Exercise materials Block Start

PR #2462, opened 2022-11-30
Add builtin support for git author timestamps

### LINKED ISSUE #2432: Have a git commit date in addition to the git author date
Earthly provides a `EARTHLY_GIT_COMMIT_TIMESTAMP` to make builds that depends on commit which is quite nice

However, to each commit, there are actually two timestamp:
- a author date (what `EARTHLY_GIT_COMMIT_TIMESTAMP` is actually pointing to): when someone first creates a commit with `git commit`
- a commit date: the last edit of the commit (either through `git rebase` or `git commit --amend`)

In our workflow that relies on rebasing branches, this would be useful to have access to both timestamps

miles170:
Closes #2432.

Add `EARTHLY_GIT_COMMIT_AUTHOR_TIMESTAMP`, which points to the git author timestamp.


alexcb (changes requested):
this is awesome, thanks for the contribution!

Can you create a new feature flag for this? that way users will have to explicitly enable it via `VERSION --git-commit-author-timestamp 0.6`

that way if an Earthfile depends on this feature, and a user is using an old version of earthly, the user will get an error such as "unknown feature-flag git-commit-author-timestamp" rather than have the ARG set to `""`.

Check out this commit (in particular the addition to `features/features.go`) to see how we've done this for previous newly introduced ARGs:

https://github.com/earthly/earthly/commit/e20c10483#diff-a8b6135d50534471326ea7bcd20e0f5eae25353f7788338060f718128a6a0b34R30

alexcb (approved):
thanks for the changes!

PR #2465, opened 2022-12-01
Fix source location missing in logstream manifest

vladaionescu:


logbus/run.go
```diff
@@ -85,16 +85,18 @@ func (run *Run) NewCommand(commandID string, command string, targetID string, ca
...
-				IsCached:       cached,
-				IsLocal:        local,
-				SourceLocation: sourceLocationToProto(repoURL, repoHash, fileRelToRepo, sourceLocation),
+				Name:              command,
+				TargetId:          targetID,
+				Category:          category,
+				Platform:          platform,
+				IsCached:          cached,
+				IsLocal:           local,
+				HasSourceLocation: (sl != nil),
```
vladaionescu, line 98: This line is the key change.

r-LaForge (approved):

PR #2466, opened 2022-12-01
Update the logstream logs URL

vladaionescu:
* Also, fix a race detector issue that randomly popped up.

### DIFF
--- a/cmd/earthly/build_cmd.go
+++ b/cmd/earthly/build_cmd.go
@@ -188,7 +188,11 @@ func (app *earthlyApp) actionBuildImp(cliCtx *cli.Context, flagArgs, nonFlagArgs
 		if cloudClient.IsLoggedIn(cliCtx.Context) {
 			if app.logstreamUpload {
 				doLogstreamUpload = true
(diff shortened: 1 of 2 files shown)


cmd/earthly/build_cmd.go
```diff
@@ -188,7 +188,11 @@ func (app *earthlyApp) actionBuildImp(cliCtx *cli.Context, flagArgs, nonFlagArgs
 		if cloudClient.IsLoggedIn(cliCtx.Context) {
 			if app.logstreamUpload {
 				doLogstreamUpload = true
-				logstreamURL = fmt.Sprintf("https://ci.earthly.dev/todourl/%s", app.logbusSetup.InitialManifest.GetBuildId())
+				if strings.Contains(app.cloudGRPCAddr, "staging") {
```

Exercise materials Block End

## Assignment
Your job is to print exactly the lines that run from the top of the entries through the line with "Earthly provides a", and no others.

## Your solution
PR #2462, opened 2022-11-30
Add builtin support for git author timestamps

### LINKED ISSUE #2432: Have a git commit date in addition to the git author date
Earthly provides a `EARTHLY_GIT_COMMIT_TIMESTAMP` to make builds that depends on commit which is quite nice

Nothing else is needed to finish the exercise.